All code and software runs on hardware, which is the physical parts of the system including the motherboard, CPU, RAM and the various circuits. In addition, the operating system needs to tell the hardware how to communicate with the operating system and applications.

Hardware: the ghost in the machine

Summing up, current computer systems are built upon these layers:

  • machine level language
  • assembly language
  • programming language
  • operating system
  • applications
  • hardware

This is actually a simplified view – there are additional layers within some of these layers, but it’s a good overview. A sufficiently advanced self-improving system could, in theory, discover a way to merge these separate layers into one.

Compressed Computing

Just as companies become more efficient by removing unnecessary layers of management (a process called flattening the pyramid), an advanced computer intelligence could discover how to function as a hyper-advanced single-layer system, where the operating system and applications are intertwined directly with the hardware.

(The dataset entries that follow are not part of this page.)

PR #56, opened 2023-10-04
upgrade to v1.2

muharem:
In the PR we bump versions for all dependacy crates from `polkadot-sdk` and apply all required changes

Changes:
- `parachains_runtime_api_impl` `v5` -> `v7`,
  - from https://github.com/paritytech/polkadot-sdk/pull/1543;
- `Consideration` setup for preimage pallet instances,
  - from  https://github.com/paritytech/polkadot-sdk/pull/1363;
- `experimental` feature removed for `pallet-society`, `pallet-xcm`, `runtime-common` crates,
  - from https://github.com/paritytech/polkadot-sdk/pull/1503;
- `pallet_election_provider_multi_phase::Config::SignedDepositBase` set to `GeometricDepositBase`,
  - from https://github.com/paritytech/polkadot-sdk/pull/1547;
- support `open_outbound_hrmp_channel_for_benchmarks_or_tests` func rename,
  - from https://github.com/paritytech/polkadot-sdk/pull/1422;
- missing weight functions added for `runtime_parachains_hrmp` and `pallet_preimage`;

TODO:
- [x] Deleted the Copy&paste para scheduler migration from https://github.com/polkadot-fellows/runtimes/pull/26 in b6666134d288374838fb4e47c7bdb0b9d92c0eed. This should be applied in the next runtime upgrade, but i did not properly check yet.

PR #133, opened 2024-01-04
CI: Enable try-runtime idempotency check

ggwpez:
Enable one more check in the CI to ensure that our migrations are idempotent. Can only merge after https://github.com/polkadot-fellows/runtimes/pull/118


bkchr (approved):

bkchr:
IMO it would cool if we could enable this check optionally based on if the pr wants to release a new version. See [here](https://github.com/polkadot-fellows/runtimes/blob/84e8bf1ba5e56a3ffd71d27479189c2d8c545bdf/.github/workflows/release.yml#L19) on how to detect if the changelog changes from unreleased to "released".

.github/workflows/check-migrations.yml
```diff
@@ -60,21 +60,43 @@ jobs:
...
+            onchain.snap
+          
+          # Check with pre-and-post
+          ./try-runtime \
+            --runtime $RUNTIME_BLOB_PATH \
+            on-runtime-upgrade --checks=pre-and-post \
+            $EXTRA_FLAGS $NO_WEIGHT_WARNINGS_FLAG \
+            snap -p onchain.snap
+        
+          # Optional: also check try-state invariants
```
bkchr, line 95: How is this optional? And why not just directly do it on the first run?

ggwpez: I am trying it out for now, could be that it fails and in that case i still wanted to see that the `pre-and-post` works.

bkchr: I think `try-runtime-cli` is already doing these checks separately.

ggwpez: yea maybe. I will remove it that we can merge. Seems like maybe we should merge your MR first since there a non-idempotent migration in polkadot.

s0me0ne-unkn0wn:
Not sure if it's the right place to raise this question, but it's close enough. Currently, #56 bumps `frame-system` to 24.0.0 in this release. But to ensure the idempotency of migrations requiring spec version checks (see paritytech/polkadot-sdk#2265) we need `frame-system` to be at least 27.0.0. I'm not familiar with this versioning, so I'm afraid to screw things up if I do that bump myself without any guidance (especially considering I've already broken everything locally when I tried). So what's the procedure for bumping FRAME and Substrate crate versions in runtimes?

@ordian do we need to push with `im-online` removal in this very release?

ggwpez:
> But to ensure the idempotency of migrations requiring spec version checks (see [paritytech/polkadot-sdk#2265](https://github.com/paritytech/polkadot-sdk/pull/2265)) we need `frame-system` to be at least 27.0.0

I guess we have to delete it manually this time?

s0me0ne-unkn0wn:
> I guess we have to delete it manually this time?

Not sure I follow, what do we delete manually?

ggwpez:
> > I guess we have to delete it manually this time?
> 
> Not sure I follow, what do we delete manually?

The migration i mean. We delete it after it executed on-chain.

s0me0ne-unkn0wn:
> The migration i mean. We delete it after it executed on-chain.

Ah yes. We can do that, sure. But that's not the only problem. Your PR enables mandatory idempotency checks. And without spec version checking API, my migration cannot be idempotent because the structure updated is not versioned. And that spec version checking API (`last_runtime_upgrade_spec_version()`) has been introduced in `frame-system` 27.0.0.

bkchr:
> @ordian do we need to push with `im-online` removal in this very release?

No. I already told you this in element. Just wait for the next release.

s0me0ne-unkn0wn:
> No. I already told you this in element. Just wait for the next release.

That's the elaboration of your answer I waited for! :smiley: Thanks, we're just postponing it then.

ggwpez:
Okay so we basically have to ignore the idempotency check until the next runtime upgrade on Polkadot... I will selectively disable it.

ordian (approved):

Because this would be a quantum computer, each bit of information could be stored at the smallest imaginable level: a subatomic particle. A basic element such as hydrogen contains billions of such particles in a cubic centimeter, and each particle would be a transistor – a single computing circuit.

The most advanced computer processor available today contains about 40 billion transistors. A quantum system could have trillions of transistors in a compact space containing a strange hybrid of software and hardware – a “quantumware” computer. It would be as if all of IBM’s 346,000 employees were replaced by one super-human.

An atomic grid

The Runaway Intelligence Train

The question then becomes: at what rate would this system’s intelligence increase? Intelligence is a difficult thing to quantify and measure, but let’s conservatively assume that:

  • this system’s intelligence increases by 1% each cycle, starting with a cycle of one full day (24 hours)
  • the time required to become 1% more intelligent decreases by 1% after the first cycle and then continues to decrease by 1% after each cycle

After the first day, the system would be 1% more intelligent, and the time required for it to become 1% more intelligent would then be 99% of one day, about 23 hours and 45 minutes.

Runaway to infinity

After 101 days, something remarkable happens. It would only take 1 second to become 1% more intelligent. Part way into this 101st day, this system would be 998 trillion times more intelligent than when it started. How large is 998 trillion? Counting one number per second, it would take about 32 million years to count to 998 trillion.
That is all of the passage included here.